The office was cluttered with the detritus of scholarship. There were books piled everywhere, and manila folders spilling papers on the top of a long mission oak table under the windows. A Macintosh word processor sat on the corner of her desk, hooked to a laser printer on a small end table beside her.

"And you teach a class in self-actualization?" I said.

"A workshop, actually, for women in process," Professor Leighton said. "It's based on some of the transactional theories I've developed in my work."

She gestured slightly with her head to indicate a cluster of five books on one shelf of her bookcase. They had been set aside and held upright by a pair of used bricks. I could see her name on the spine of each. I couldn't read the titles without turning my head parallel to the floor. That position is never my best look, so I passed on the titles.

"Tell me about Lisa?" I said.

"You're a detective?"

"Yes."

"A police detective?"

"No, private."

"Really? How fascinating. Have you always been a private detective?"

"No, once I was a police detective."

"And were you discharged?"

"Yes."

"Dishonestly?"

"No, they felt I was rebellious."

She leaned back in her chair and laughed. It was a real laugh.

"I didn't know intellectuals did that," I said.

"Laugh? Oh, I think real intellectuals do. Remember, life is a tragedy to those who feel, but a comedy to those who think."

"Horace Walpole?" I said.

"Oh my," she said. "A learned detective. Did you enjoy Dean Fogarty?"

"Uneasy lies the head that wears a Deanship," I said.

She laughed again.

"Well, you are a delight. Yes, Dean Fogy, as we call him, has never taken himself lightly."

"Was it Horace Walpole?" I said.

"Oh hell, I don't know. I think it was. Certainly you're in the right century. How can I help you with Lisa?"

"Did she have a friend in your class named Tiffany?"

"Yes," Professor Leighton smiled. "Typhanie Hall. She spelled her first name T y-p-h-a-n-i-e. She wished to be an actress."

"Talk to me about Lisa, what was she like, who her friends were."

"Well, of course I am limited by the artificialities of the student-teacher relationship. Clearly she was a bright woman. Clearly she had damn good insights about human interaction-she may have had some psychotherapy. And clearly she was not very well educated. She was some sort of radio personality, so she'd learned how to speak smoothly and she was facile and charming and attractive, all of which might mislead one at first, but it became quickly apparent that she'd had little formal schooling."

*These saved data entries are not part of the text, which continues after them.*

PR #344, opened 2024-07-10
add optimization plans for concat matmul, eliminate add-zero, eliminate useless identity op

effrey-liu:
add optimization plans for concat matmul, eliminate add-zero, eliminate useless identity op.


zhanghb97 (approved):
Thanks!

PR #357, opened 2024-07-29
frontend: add missing dependencies into DAP target

Avimitin:
Ninja introduced different build graph algorithm in version v1.12.0, which will required project to explicitly specify dependencies. Without this commit, ninja v1.12.0 will not link mlir-translate and llc before the DAP target and causing build failure.


zhanghb97 (approved):
Thanks!

PR #359, opened 2024-08-07
[build system] use variable from LLVMConfig

Avimitin:
In the previous build script, we always assumed that the binary and the library are relative to the MLIR_DIR variable. But this prevents buddy-mlir from properly packaging by the system. We should use the LLVMConfig.cmake file to have a more flexible build system.

After this PR, user can choose from building LLVM in submodules or using LLVM in their system.


CMakeLists.txt
```diff
@@ -42,13 +42,11 @@ if(CMAKE_SOURCE_DIR STREQUAL CMAKE_CURRENT_SOURCE_DIR OR BUDDY_MLIR_OUT_OF_TREE_
     message(STATUS "Using MLIRConfig.cmake in: ${MLIR_DIR}")
     message(STATUS "Using LLVMConfig.cmake in: ${LLVM_DIR}")
 
-    set(LLVM_MLIR_BINARY_DIR ${MLIR_DIR}/../../../bin)
-    set(LLVM_MLIR_LIBRARY_DIR ${MLIR_DIR}/../../../lib)
-    set(LLVM_PROJECT_BUILD_DIR ${MLIR_DIR}/../../../)
-    if(NOT DEFINED LLVM_PROJECT_SOURCE_DIR)
-      get_filename_component(LLVM_PROJECT_SOURCE_DIR ${CMAKE_CURRENT_SOURCE_DIR}/llvm/ ABSOLUTE)
+    # LLVM_MAIN_SRC_DIR only set on LLVM build. Here is an compatible layer for old build strategy.
```
zhanghb97, line 45: The comments here are a bit difficult to understand. What do "compatible layer" and "old build strategy" mean respectively? If I understand correctly, if users want to use LLVM in their own systems, they need to specify the LLVM directory through `LLVM_MAIN_SRC_DIR` during configuration, right? Then we may need to give an explanation in the README.

zhanghb97 (commented):
LGTM!
We need to clearly describe how to use the CMake configuration (LLVM_MAIN_SRC_DIR) in the appropriate place(top README file).

CMakeLists.txt
Avimitin: For users that want to use LLVM on their system, they can set this variable themselves. For people that want to use the LLVM inside the buddy-mlir git tree, they can just left this untouched. I will add a new guide for the former build strategy in READEME.

Avimitin:
Document and comments are updated.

Professor Leighton smiled at me.

"You would notice it promptly," she said.

"I did," I said.

"In some ways I would say she is the opposite of you. You speak like a hooligan, but you know a great deal."

"I am a hooligan," I said. "I read a lot."

"Apparently. Do you fear, ah, for lack of a better word, foul play? Or is she simply a wandering wife?"

"You knew she was married?"

"She wore a ring."

"But she kept, whatever the proper phrase is now, the name she had when she was single," I said.

"You can relax, Mister Spenser, I am not one of your bushy feminist theoreticians. I accept `maiden name' as a useful locution. In fact, I have always used my maiden name."

"You're married?"

"Thrice," she said with a smile. "None of them current. I guess I'm a bit rebellious myself."

"Good you used the maiden name then," I said. "Be a Chinese fire drill to keep changing it every time."

"Plan ahead," she said. "Is she in harm's way, or merely adventuring?"

"I don't know," I said. "A few days after she disappeared, her husband was shot."

"Did he survive?" Professor Leighton said.

"Yes."

"Is she a suspect?"

"I don't suspect her. But I'm not trying to catch the shooter. I'm looking for Lisa."